PR #6837, opened 2018-10-11
Added support for source image_list_entry field

### LINKED ISSUE #6833: Oracle Classic - Missing Source Image List Entry Value
### Provider
- oracle classic

### Feature request
The ability to set the image list entry for the source image list. This will allow us to select a specific version of an Oracle Provided image as the source.

### I tried to do it

I have tried to add this functionality myself, as the underlying  go-oracle-terraform/compute/instances.go does expose an "Entry" attribute, which is exactly what we want.

I added the following to config.go (around line 34)

```
SourceImageListEntry  string    `mapstructure:"source_image_list_entry"`
```

and added the following to set_create_instance.go (around line 36)

```
		Entry:      config.SourceImageListEntry,
```

However when I run packer I get

```
Failed to mapstructure Config: 1 error(s) occurred:

* unknown configuration key: "source_image_list_entry"
```

adormanau:
Added Source Image List Entry attribute, to select a specific image version from an image list as the base image.

Still having the issue of 
```
* unknown configuration key: "source_image_list_entry"
```

when it runs though

Closes #6833

### DIFF
--- a/builder/oracle/classic/config.go
+++ b/builder/oracle/classic/config.go
@@ -29,11 +29,12 @@ type Config struct {
 	apiEndpointURL *url.URL
 
 	// Image
-	ImageName       string        `mapstructure:"image_name"`
-	Shape           string        `mapstructure:"shape"`
-	SourceImageList string        `mapstructure:"source_image_list"`
-	SnapshotTimeout time.Duration `mapstructure:"snapshot_timeout"`
-	DestImageList   string        `mapstructure:"dest_image_list"`
+	ImageName            string        `mapstructure:"image_name"`
+	Shape                string        `mapstructure:"shape"`
+	SourceImageList      string        `mapstructure:"source_image_list"`
+	SourceImageListEntry string        `mapstructure:"source_image_list_entry"`
+	SnapshotTimeout      time.Duration `mapstructure:"snapshot_timeout"`
+	DestImageList        string        `mapstructure:"dest_image_list"`
 	// Attributes and Attributes file are both optional and mutually exclusive.
 	Attributes     string `mapstructure:"attributes"`
 	AttributesFile string `mapstructure:"attributes_file"`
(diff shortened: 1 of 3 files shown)


SwampDragons:
Thanks for opening! 

When I pull down this branch, I can't actually build it. I get the following error: 

```
$make dev
# github.com/hashicorp/packer/builder/oracle/classic
builder/oracle/classic/step_create_instance.go:37:3: unknown field 'Entry' in struct literal of type compute.CreateInstanceInput
make: *** [dev] Error 2
```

▬▬▬▬▬▬

- _Prompt_
Print exactly, and only, the lines beginning at the top of the listing and ending at the line with "### Feature request".

- _Task output_
PR #6837, opened 2018-10-11
Added support for source image_list_entry field

### LINKED ISSUE #6833: Oracle Classic - Missing Source Image List Entry Value
### Provider
- oracle classic

### Feature request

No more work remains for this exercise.